BEGIN RECORDED INFORMATION
PR #1399, opened 2020-04-06
Fix mod & rmod for matching with pandas.

### LINKED ISSUE #1398: Different behaviour for mod between pandas and Koalas
pandas and Koalas are using different way for calculating the `mod` for negative values like the below.

```python
>>> pser
0    10
dtype: int64

>>> kser
0    10
Name: 0, dtype: int64

>>> pser.mod(-3)
0   -2
dtype: int64

>>> kser.mod(-3)
0    1
Name: 0, dtype: int64
```

I think It would be better to match this behaviour to the pandas.

itholic:
Resolves #1398 

modulo calculation for negative numbers in Koalas is different from pandas', so fixed it.

# For example.

### 1. the Koalas'(and the PySpark') way: (only wanna get the result as a positive number)
- just switch the both numbers to positive and calculate.
```python
10 % 3  # the result will be 1
```

### 2. the pandas' way:(the result can be a negative number)
- first, switch the both numbers to positive and calculate just same as Koalas.
```python
10 % 3  # the result will be 1
```
- and then, plus the original negative number to the result
```python
1 + (-3)  # the final result will be -2
```

You can refer the https://stackoverflow.com/questions/1082917/mod-of-negative-number-is-melting-my-brain for more detail about the difference of such a modulo.


itholic:
I have no idea how can I handling the 'negative zero' like the below.

Any good idea?

```python
>>> pser
0    100.0
1      NaN
2   -300.0
3      NaN
4    500.0
5   -700.0
Name: Koalas, dtype: float64
>>> kser
0    100.0
1      NaN
2   -300.0
3      NaN
4    500.0
5   -700.0
Name: Koalas, dtype: float64

>>> pser.mod(150)
0    100.0
1      NaN
2      0.0
3      NaN
4     50.0
5     50.0
Name: Koalas, dtype: float64
>>> kser.mod(150)
0    100.0
1      NaN
2     -0.0  # << Here is the matter. how can we handle this negative zero?
3      NaN
4     50.0
5     50.0
Name: Koalas, dtype: float64
```

HyukjinKwon:
There have been ongoing issues about `0.0` vs `-0.0` in Spark itself. I think you can avoid to address it here.

databricks/koalas/base.py
```diff
@@ -86,6 +86,16 @@ def wrapper(self, *args):
...
+            # PySpark and pandas have a different way to calculate modulo operation.
+            # Below lines are needed for closing the gap.
+            if f is spark.Column.__mod__:
+                scol = F.when((self._scol * args[0] < 0) & (scol != 0), scol + args[0]).otherwise(
+                    scol
+                )
+            elif f is spark.Column.__rmod__:
+                scol = F.when(
+                    (self._scol * args[0] < 0) & (scol != 0), scol + self._scol
+                ).otherwise(scol)
```
HyukjinKwon, line 98: Can you handle these differences in the implementation side? See `__sub__` or `__add__` for example.

databricks/koalas/base.py
```diff
@@ -86,6 +86,16 @@ def wrapper(self, *args):
             args = [arg._scol if isinstance(arg, IndexOpsMixin) else arg for arg in args]
             scol = f(self._scol, *args)
             scol = booleanize_null(self._scol, scol, f)
+            # PySpark and pandas have a different way to calculate modulo operation.
+            # Below lines are needed for closing the gap.
+            if f is spark.Column.__mod__:
+                scol = F.when((self._scol * args[0] < 0) & (scol != 0), scol + args[0]).otherwise(
```
HyukjinKwon, line 92: Can you explain how it matches the differences between PySpark and pandas? Preferably in PR description.

itholic:
> There have been ongoing issues about `0.0` vs `-0.0` in Spark itself. I think you can avoid to address it here.

I made it works properly for every cases by fixing the existing calculation properly.

databricks/koalas/base.py
itholic: Okay I'll add!

ueshin:
Thanks. merging.
Since I have a concern, I'll submit a follow-up PR soon.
END RECORDED INFORMATION
#### TASK STATEMENT:
Reproduce the data, keeping every line exactly the same.

#### ANSWER BOX:
PR #1399, opened 2020-04-06
Fix mod & rmod for matching with pandas.

### LINKED ISSUE #1398: Different behaviour for mod between pandas and Koalas
pandas and Koalas are using different way for calculating the `mod` for negative values like the below.

```python
>>> pser
0    10
dtype: int64

>>> kser
0    10
Name: 0, dtype: int64

>>> pser.mod(-3)
0   -2
dtype: int64

>>> kser.mod(-3)
0    1
Name: 0, dtype: int64
```

I think It would be better to match this behaviour to the pandas.

itholic:
Resolves #1398 

modulo calculation for negative numbers in Koalas is different from pandas', so fixed it.

# For example.

### 1. the Koalas'(and the PySpark') way: (only wanna get the result as a positive number)
- just switch the both numbers to positive and calculate.
```python
10 % 3  # the result will be 1
```

### 2. the pandas' way:(the result can be a negative number)
- first, switch the both numbers to positive and calculate just same as Koalas.
```python
10 % 3  # the result will be 1
```
- and then, plus the original negative number to the result
```python
1 + (-3)  # the final result will be -2
```

You can refer the https://stackoverflow.com/questions/1082917/mod-of-negative-number-is-melting-my-brain for more detail about the difference of such a modulo.


itholic:
I have no idea how can I handling the 'negative zero' like the below.

Any good idea?

```python
>>> pser
0    100.0
1      NaN
2   -300.0
3      NaN
4    500.0
5   -700.0
Name: Koalas, dtype: float64
>>> kser
0    100.0
1      NaN
2   -300.0
3      NaN
4    500.0
5   -700.0
Name: Koalas, dtype: float64

>>> pser.mod(150)
0    100.0
1      NaN
2      0.0
3      NaN
4     50.0
5     50.0
Name: Koalas, dtype: float64
>>> kser.mod(150)
0    100.0
1      NaN
2     -0.0  # << Here is the matter. how can we handle this negative zero?
3      NaN
4     50.0
5     50.0
Name: Koalas, dtype: float64
```

HyukjinKwon:
There have been ongoing issues about `0.0` vs `-0.0` in Spark itself. I think you can avoid to address it here.

databricks/koalas/base.py
```diff
@@ -86,6 +86,16 @@ def wrapper(self, *args):
...
+            # PySpark and pandas have a different way to calculate modulo operation.
+            # Below lines are needed for closing the gap.
+            if f is spark.Column.__mod__:
+                scol = F.when((self._scol * args[0] < 0) & (scol != 0), scol + args[0]).otherwise(
+                    scol
+                )
+            elif f is spark.Column.__rmod__:
+                scol = F.when(
+                    (self._scol * args[0] < 0) & (scol != 0), scol + self._scol
+                ).otherwise(scol)
```
HyukjinKwon, line 98: Can you handle these differences in the implementation side? See `__sub__` or `__add__` for example.

databricks/koalas/base.py
```diff
@@ -86,6 +86,16 @@ def wrapper(self, *args):
             args = [arg._scol if isinstance(arg, IndexOpsMixin) else arg for arg in args]
             scol = f(self._scol, *args)
             scol = booleanize_null(self._scol, scol, f)
+            # PySpark and pandas have a different way to calculate modulo operation.
+            # Below lines are needed for closing the gap.
+            if f is spark.Column.__mod__:
+                scol = F.when((self._scol * args[0] < 0) & (scol != 0), scol + args[0]).otherwise(
```
HyukjinKwon, line 92: Can you explain how it matches the differences between PySpark and pandas? Preferably in PR description.

itholic:
> There have been ongoing issues about `0.0` vs `-0.0` in Spark itself. I think you can avoid to address it here.

I made it works properly for every cases by fixing the existing calculation properly.

databricks/koalas/base.py
itholic: Okay I'll add!

ueshin:
Thanks. merging.
Since I have a concern, I'll submit a follow-up PR soon.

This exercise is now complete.